### Work request
Look for the string "blob" in the listing below, then copy every line that has it.

● ● ● ● ●

Issue #6639, opened 2023-10-21
http.createServer - Content-Type differences between Bun and NodeJS


alexsch01:
### What version of Bun is running?

1.0.25+a8ff7be64

### What platform is your computer?

Linux 6.1.64-09009-gcb08142c2ff8 x86_64 unknown

### What steps can reproduce the bug?

mkdir test
cd test
bun install https://github.com/alexsch01/bunBug

### What is the expected behavior?

**node -e "require('bunBug')()"**

`Hello World`

Response Headers

```
HTTP/1.1 200 OK
Date: Sat, 21 Oct 2023 15:40:28 GMT
Connection: keep-alive
Keep-Alive: timeout=5
Content-Length: 24
```

### What do you see instead?

**bun -e "require('bunBug')()"**

`<body>Hello World</body>`

Response Headers

```
HTTP/1.1 200 OK
***content-type: text/plain;charset=utf-8***
Date: Sat, 21 Oct 2023 15:39:48 GMT
Content-Length: 24
```

### Additional information

I would expect there to not have a `content-type` by default, to align with the behavior of NodeJS

alexsch01:
Updated the description

PR #15333, opened 2024-11-22
crash_handler: use WTFReportBacktrace in canary

nektro:
canary release debug info is not uploaded to https://bun.report so this will help us and users have much more info about where release-mode crashes may be happening


robobun:
@nektro, your commit b9e1c8d949d51c40dc5037418c527fa1f5db05a1 is building: [`#6639`](https://buildkite.com/bun/bun/builds/6639)

PR #15342, opened 2024-11-22
rename `CallFrame.arguments_old` to `argumentsDeprecated`

Jarred-Sumner:
### What does this PR do?

@nektro when you want to say something is deprecated, don't add "old" or "2" to the name. That doesn't communicate useful information. It encourages adding "3" or "oldold" to the name. Instead, say "deprecated".

### DIFF
--- a/src/bun.js/BuildMessage.zig
+++ b/src/bun.js/BuildMessage.zig
@@ -86,7 +86,7 @@ pub const BuildMessage = struct {
         globalThis: *JSC.JSGlobalObject,
         callframe: *JSC.CallFrame,
     ) bun.JSError!JSC.JSValue {
-        const args_ = callframe.arguments_old(1);
+        const args_ = callframe.deprecatedArguments(1);
         const args = args_.ptr[0..args_.len];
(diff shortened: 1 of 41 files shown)


robobun:
@Jarred-Sumner, your commit 27d171ca7a2427e26181954aa72c1c08a405e277 is building: [`#6679`](https://buildkite.com/bun/bun/builds/6679)

paperdave:
this pr doesnt build because of changes on the main branch. instead of renaming a field, we should just delete arguments_old.

instead of renaming something to `_old`, just delete it. patches like this just eat CI and maintainer time. and when theyre large like this one, its really easy to get the code into a state where it doesnt compile.

imo prefer developing replacement api and then give that api a new name, or replace all old uses to the new api.

nektro:
the `_old` pr was to free up the `.arguments` name for the new pattern partially described in the doc comment of CallFrame. there will be no oldold because the plan it to migrate all usages of arguments_old to a much less error prone way of parsing function arguments.

nektro:
the new generator is now being worked on

Issue #6738, opened 2023-10-26
Vite Rollup fails on "bun:sqlite" import even when it is marked as external


joshdchang:
### What version of Bun is running?

1.0.7+b0393fba6200d8573f3433fb0af258a0e33ac157

### What platform is your computer?

Darwin 23.0.0 arm64 arm

### What steps can reproduce the bug?

When importing `bun:sqlite` in a Vite/Rollup project, it causes an error on build.
```ts
import { Database } from "bun:sqlite";
```

I marked `bun:sqlite` as an external dependency (`external: ["bun:sqlite"]` in Rollup config), so it should be ignored but it isn't.

### What is the expected behavior?

I expected the build to compile while allowing `bun:sqlite` to be external. The Vite dev server works as expected, this is just on build.

### What do you see instead?

I'm getting the following error: `Error [PLUGIN_ERROR]: Only URLs with a scheme in: file, data, and node are supported by the default ESM loader. Received protocol 'bun:'`

### Additional information

I am submitting this as an issue to Bun because I think it may be useful for cases like this to have a way to reference the `bun:sqlite` module without using the `:`, such as having `bun/sqlite` as an alias or just including it as part of the `Bun` object.

Electroid:
We'll need to submit PRs to Rollup and Vite to consider fixing this. /cc @colinhacks

joshdchang:
Should I submit an issue to Rollup?

SlavenIvanov:
Is there a workaround available for this?

keisanng:
Is there any solution @bun team?

zackify:
The only workaround I found, is using better-sqlite3 in dev. And marking it external works but only for production builds. 

This sucks but works in the meantime.

Jarred-Sumner:
If marking `bun:sqlite` as external in Rollup doesn't work in Rollup, then it's hard for us (Bun) to do anything about that.

Can you file an issue in Rollup's repository and link to it here?

zackify:
Oh yeah, I know it’s on them. I actually have it on my list tomorrow to find where the problem is, vite or esbuild and patch it. I’ll respond here with what I find.

zackify:
Alright, I found out the issue. Hopefully this helps someone.

Vite will work, bun you have to be running fully under bun.

I had remix setup like this:

`remix vite:dev`

I had to change this to 


same with the build command:

`bunx --bun remix vite:build`

This will resolve bun deps without extra config options in vite.


[...]

PR #15357, opened 2024-11-23
Fix setRawMode return value on Windows

heimskr:
### What does this PR do?

Fixes the return value of setRawMode, which until now on Windows was directly returning a C++ int as an EncodedJSValue without actually encoding it. This fixes some `node:readline` crashes on Windows.

- [X] Code changes

Spammed a script that calls `readline.createInterface` a lot.


robobun:
@heimskr, your commit 54ef3315f0ccfe979df99eb8a1a778fb2691a934 is building: [`#6738`](https://buildkite.com/bun/bun/builds/6738)

Issue #15396, opened 2024-11-25
Bun.serve's built-in error page does not render correctly


luavixen:
### What version of Bun is running?

1.1.36+ededc168c

### What platform is your computer?

Linux 6.12.1-arch1-1 x86_64 unknown

### What steps can reproduce the bug?

```js
Bun.serve({
  development: true,
  fetch(req) {
    throw new Error("woops!")
  }
})
```

### What is the expected behavior?

![](https://bun.sh/images/exception_page.png)

### What do you see instead?

![](https://dl.vixen.link/b4mycg/Screenshot%20from%202024-11-24%2019-09-31.png)

### Additional information

Example renders error page template which includes this snippet: https://github.com/oven-sh/bun/blob/2d2e329ee3d6a05740aa8bb8adfab72f7a4cecec/src/fallback-backend.html#L20-L24
Which uses variable `bun_error` provided here by `errorJS()`: https://github.com/oven-sh/bun/blob/2d2e329ee3d6a05740aa8bb8adfab72f7a4cecec/src/runtime.zig#L141-L147
Which is incorrectly defined: https://github.com/oven-sh/bun/blob/2d2e329ee3d6a05740aa8bb8adfab72f7a4cecec/src/runtime.zig#L72-L84
Note that `errorJS()` returns `@embedFile("bun-error/bun-error.css")` which is obviously incorrect.

PR #15397, opened 2024-11-25
Bun.serve incorrect file for error page template

luavixen:
### What does this PR do?

Fixes https://github.com/oven-sh/bun/issues/15396

- [x] Code changes

Ran example provided in https://github.com/oven-sh/bun/issues/15396 which now works correctly:


Jarred-Sumner:
Thank you

Issue #6806, opened 2023-10-30
Basic "resolution" fails in a workspace.


jpasquers:
### What version of Bun is running?

1.0.7+b0393fba6200d8573f3433fb0af258a0e33ac157

### What platform is your computer?

Darwin 22.6.0 arm64 arm

### What steps can reproduce the bug?

Basic workspace setup. Package.json in the root looks like:

```
{
  "private": true,
  "workspaces": {
    "packages": [
      "packages/*"
    ]
  }
}
```

package.json in `packages/pkg1` looks like:

```
{
  "name": "x",
  "version": "1.0.0",
  "license": "UNLICENSED",
  "private": true,
  "devDependencies": {
    "uncontrollable": "^7.2.1"
  },
  "resolutions": {
    "@types/react": "^17.0.0"
  }
}
```

Within `packages/pkg1`, run:

`bun install`
`bun pm ls --all`

The output is:

```
├── @babel/runtime@7.23.2
**├── @types/prop-types@15.7.9**
├── @types/react@18.2.33
├── @types/scheduler@0.16.5
├── csstype@3.1.2
├── invariant@2.2.4
├── js-tokens@4.0.0
├── loose-envify@1.4.0
├── react@18.2.0
├── react-lifecycles-compat@3.0.4
├── regenerator-runtime@0.14.0
├── uncontrollable@7.2.1
└── x@workspace:packages/pkg1
```

### What is the expected behavior?

The expected behavior is that following the resolution Bun should install `17..0.59` for `@types/react`.

### What do you see instead?

Version `18.2.33` is installed.

### Additional information

The same behavior works fine if done without workspaces. Am I running workspaces incorrectly? From my reading, the docs say:

> The root package.json should not contain any "dependencies", "devDependencies", etc. 

So I'm assuming I shouldn't be moving the resolution up to the root or anything right?

PR #15400, opened 2024-11-25
Fix cross-compiling zig on alpine

Electroid:
### What does this PR do?

The ordering of options in CMake is important. Before `project()` is called, variables such as `LINUX` and `WIN32` correspond to the _host_ platform, but after `project()` is called, it corresponds to the _target_ platform.

- `Globals.cmake` is evaluated before `project()`
- `Options.cmake` is evaluated after `project()`

Previously, `ABI` was calculated in `Globals`, but this would mean that if you tried to cross-compile Zig on an Alpine host, it would think that the target should also have the `musl` ABI.


robobun:
@Electroid, your commit 953818e1cb99695fc0336ebd4bf7bac3710e52b9 is building: [`#6806`](https://buildkite.com/bun/bun/builds/6806)

Issue #6878, opened 2023-11-03
Improve JSX transform using tsconfig jsx precompile for server side rendering


neves:
### What is the problem this feature would solve?

It's all explained here https://deno.com/blog/v1.38#fastest-jsx-transform but the idea is to implement this faster and memory efficient jsx transform. Example:
```json
{
  "compilerOptions": {
    "jsx": "precompile",
    "jsxImportSource": "custom"
  }
}
```

```javascript
// input
const a = (
  <div className="greeting">
    <a href={link}>
      Hello <b>{name}!</b>
    </a>
  </div>
);

// output
import { jsxAttr, jsxEscape, jsxTemplate } from "custom/jsx-runtime";

const tpl = [
  '<div class="greeting"><a ',
  ">hello <b>",
  "!</b></a></div>"
];
const a = jsxTemplate(tpl, jsxAttr("href", link), jsxEscape(name));
```

`custom/jsx-runtime` can easily be implemented as:
```javascript
export const jsxTemplate = String.raw
export const jsxEscape = Bun.escapeHTML
export const jsxAttr = (name, value) => ` ${name}="${value}"`
```

### What is the feature you are proposing to solve the problem?

It's all explained here https://deno.com/blog/v1.38#fastest-jsx-transform

PR #15413, opened 2024-11-26
zig: make throwOutOfMemory use JSError

nektro:

### DIFF
--- a/src/bun.js/ConsoleObject.zig
+++ b/src/bun.js/ConsoleObject.zig
@@ -91,7 +91,7 @@ pub fn messageWithTypeAndLevel(
 ) callconv(JSC.conv) void {
     messageWithTypeAndLevel_(ctype, message_type, level, global, vals, len) catch |err| switch (err) {
         error.JSError => {},
-        error.OutOfMemory => global.throwOutOfMemory(),
+        error.OutOfMemory => global.throwOutOfMemory() catch {},
     };
 }
 fn messageWithTypeAndLevel_(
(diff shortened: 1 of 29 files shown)


robobun:
@nektro, your commit fe2ba09c6e6d651b4afb1eb4c5c4527652cf218c is building: [`#6878`](https://buildkite.com/bun/bun/builds/6878)

src/bun.js/ConsoleObject.zig
```diff
@@ -91,7 +91,7 @@ pub fn messageWithTypeAndLevel(
 ) callconv(JSC.conv) void {
     messageWithTypeAndLevel_(ctype, message_type, level, global, vals, len) catch |err| switch (err) {
         error.JSError => {},
-        error.OutOfMemory => global.throwOutOfMemory(),
+        error.OutOfMemory => global.throwOutOfMemory() catch {},
```
paperclover: can we add // TODO: properly propagate exception upwards.

i checked why this returns void and discovered that our main usage of this clears the exception immediately.

src/bun.js/api/glob.zig
```diff
@@ -252,14 +243,11 @@ fn makeGlobWalker(
     const only_files = matchOpts.only_files;
 
     if (cwd != null) {
-        var globWalker = alloc.create(GlobWalker) catch {
-            globalThis.throwOutOfMemory();
-            return error.JSError;
-        };
+        var globWalker = try alloc.create(GlobWalker);
```
paperclover: according to zack this allocation is not by an arena. i feel like theres alot of these patterns in the codebase, but we can now use errdefer to prevent memory leaks in error paths.

paperclover (approved):

PR #15426, opened 2024-11-26
ci typescript, improve build time, remove in-memory result buffering 

atoko:
### What does this PR do?

This PR introduces typescript to the code that runs during Bun's CI process. It fixes some outstanding bugs and offers improved test execution speed and memory usage.

This set of changes does not introduce any behavior changes to the existing process, except for additional runtime validation by use of the builder pattern for operating on the CI domain model.

The runtime continues to be NodeJs for these scripts, although it requires an experiment flag to correctly run. 

---

## Motivations

This change is motivated by three factors:
1. Safety
2. Maintainability
3. Efficiency

### Safety:

This change aims to reduce the time needed to add features to CI by providing a more strict type system, that will alert developers whenever a change they are making is invalid. 
*references:
https://github.com/oven-sh/bun/commit/a468d09/
https://github.com/oven-sh/bun/commit/fc94db1/

This change also introduces some very light memoization of expensive system calls to the shell. These are used to get the current git branch, commit, etc.

In the process of testing the changes, I noticed that running the mjs pipeline generation on my local machine generates all targets. I'm not sure if this is the desired behavior. The new code correctly checks the existing architecture and generates the correct ci.yml
*references: https://github.com/oven-sh/bun/blob/f21fffd1bf8bee80698efea0938436e53a30c9a2/.buildkite/ci.mjs#L618

Finally, the current CI script incorrectly calls `process.exit` when tests are successful. I suspect this _fixes a bug_ where the output was not being flushed entirely onto the build log. 

### Maintainability:
This change organizes the CI system's imports from the "utils" script into code files that are more relevant and discoverable for new contributors. This decreases the barrier to entry and also improves retention for developers. In addition, it is known that smaller functions are more easily tested and understood.  

One other point i'd like to make regarding Maintainability is the reduction of dead code. For example, `Vendor[]`. This class isn't actually in the code, but is referenced by at least two functions in the test runner. With proper typing, this should never happen.

*references:
https://github.com/oven-sh/bun/blob/main/scripts/runner.node.mjs#L843

#### Additional notes:

I also added a very simple retry mechanism to the unit tests. 

### Efficiency

The current iteration of the Test runner buffers all tests executions in memory. This forces the test runners to page memory constantly. My computer capped the memory the test process was using at 5gb. In addition, this memory buffer was being read multiple times for the same calculations (verifying if all tests passed)

I rewrote some of the test execution so that test results are buffered in /tmp before being read back to calculate totals.  

We now have more memory to work with, and we can let the OS schedule each process and provide inter-process isolation. This directly leads to less flaky tests. However, this might need additional scrutiny with regards to the inspector/debugger tests, as those do rely on shared state.

All in all, memory usage decreased *90%*. build time optimized by *10%*. Vendor tests remain to be optimized under this model. Note that this is inclusive of the new retry logic, so the total test time may be similar, although with more passing tests

🐰 

-->

#### ./ci/generate-buildkite-pipeline.ts
- Execution log of `./buildkite/ci.mjs` and resulting `.buildkite/ci.yml`: https://gist.github.com/atoko/0271472351253bbc5d288464989221a1 (4s)
- Execution log of `./ci/generate-buildkite-pipeline.node.ts` and resulting `.buildkite/ci.yml`: https://gist.github.com/atoko/690732276cb2bedf1bba8a51cd89ca41 (1s)

#### ./ci/runner.node.ts
- Execution log of existing test runner: https://gist.github.com/atoko/42e0d4bffb7ffc8f221a527973103842 `*./scripts/runner.node.mjs > original.tests.log  1479.90s user 627.06s system 54% cpu 1:21:19.03 total*`

- Execution log of new test runner:
https://gist.github.com/atoko/e45c5ee9b3e1cbcecfee9f31abb8827e
·./ci/runner.node.ts > typescript.tests.log  2851.70s user 1132.35s system 77% cpu 1:25:53.15 total·

Updated runtime:
Just for future reference, this PR enabled me to reduce the runtime down to 36 minutes.

image

I'm deeply saddened by the fact that the Bun team doesn't seem to care about the execution speed or maintainability of their tests.

I see the team struggling with Promise.all and Promise.allSettled and it tells me this is not a serious project.


Jarred-Sumner:
Thank you for the effort

I worry this PR increases complexity and that will make it harder for us to iterate on CI quickly

Issue #6930, opened 2023-11-06
Support for save-prefix in bun add


mixedCase:
### What is the problem this feature would solve?

Npm offers the [save-prefix](https://docs.npmjs.com/cli/v10/using-npm/config#save-prefix) configuration option in order to provide a consistent way of configuring newly added package versions when using `npm i --save` and `npm i --save-dev` without version information.

`bun add` currently offers no equivalent feature.

### What is the feature you are proposing to solve the problem?

Adding an equivalent configuration option to bunfig.toml that is respected by `bun add` when adding the new package into package.json.

### What alternatives have you considered?

- Manual oversight when integrating changes
- Adding a custom validation step as part of each project's CI pipeline
- Praying that our dependencies don't break on a minor version

spacedawwwg:
+1 for this!

oviirup:
I do not know zig language, but after looking through the codebase, I have a probable solution.

The code relevant to save-prefix might be from [this section of code](https://github.com/oven-sh/bun/blob/main/src/install/install.zig#L8332-L8340), which is as follows.

```zig
const new_version = try switch (options.exact_versions) {
    inline else => |exact_versions| std.fmt.allocPrint(
        allocator,
        if (comptime exact_versions) "{}" else "^{}",
        .{
            resolutions[request.package_id].value.npm.version.fmt(request.version_buf),
        },
    ),
};
```

#### Explanation (as per my understanding)

1. It checks if the "exact" flag is set (-E or --exact),
2. Formats the version with either no prefix or "^" as prefix\
   `.npm.version.fmt` function is responsible for formatting, so this might be the point of interest
3. assigns to new_version

#### Solution
1. Check if `--exact` flag is set,\
   if "true" return the version as is
2. Check for `save-prefix` option in `.npmrc` file\
   If not set use "^" as the prefix
3. format the version with prefix
4. assign to new_version

> [!NOTE]
> Once again I do not know the zig language. I've suggested the solution as per my basic understanding of other languages like "rust" or "python". It is just a suggestion, this might be, or might not be the solution for this issue.

mrThomasTeller:
Any progress on this issue?

PR #15431, opened 2024-11-26
FFI: provide napi_env explicitly

heimskr:
### What does this PR do?

As the first step in the process of splitting the NAPI fixes draft PR into smaller pieces, this PR changes how FFI code obtains a napi_env. Instead of casting the global object, we make the napi_env available through an extern symbol.

- [x] Code changes

Ran ffi/cc tests

### DIFF
--- a/src/bun.js/api/ffi.zig
+++ b/src/bun.js/api/ffi.zig
@@ -444,7 +444,7 @@ pub const FFI = struct {
                 return error.DeferredErrors;
             }
 
-            for (this.symbols.map.values()) |symbol| {
+            for (this.symbols.map.values()) |*symbol| {
                 if (symbol.needsNapiEnv()) {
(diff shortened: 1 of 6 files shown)


robobun:
@heimskr, your commit c50dbf3d41cfce8a8dff10c5e6e72bd6aa8557d9 is building: [`#6930`](https://buildkite.com/bun/bun/builds/6930)

src/bun.js/api/ffi.zig
```diff
@@ -444,6 +444,13 @@ pub const FFI = struct {
                 return error.DeferredErrors;
             }
 
+            for (this.symbols.map.values()) |symbol| {
```
Jarred-Sumner: Let's make this a pointer to avoid an extra unnecessary copy
```suggestion
            for (this.symbols.map.values()) |*symbol| {
```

● ● ● ● ●

### Finished exercise
Example renders error page template which includes this snippet: https://github.com/oven-sh/bun/blob/2d2e329ee3d6a05740aa8bb8adfab72f7a4cecec/src/fallback-backend.html#L20-L24
Which uses variable `bun_error` provided here by `errorJS()`: https://github.com/oven-sh/bun/blob/2d2e329ee3d6a05740aa8bb8adfab72f7a4cecec/src/runtime.zig#L141-L147
Which is incorrectly defined: https://github.com/oven-sh/bun/blob/2d2e329ee3d6a05740aa8bb8adfab72f7a4cecec/src/runtime.zig#L72-L84
*references: https://github.com/oven-sh/bun/blob/f21fffd1bf8bee80698efea0938436e53a30c9a2/.buildkite/ci.mjs#L618
https://github.com/oven-sh/bun/blob/main/scripts/runner.node.mjs#L843
The code relevant to save-prefix might be from [this section of code](https://github.com/oven-sh/bun/blob/main/src/install/install.zig#L8332-L8340), which is as follows.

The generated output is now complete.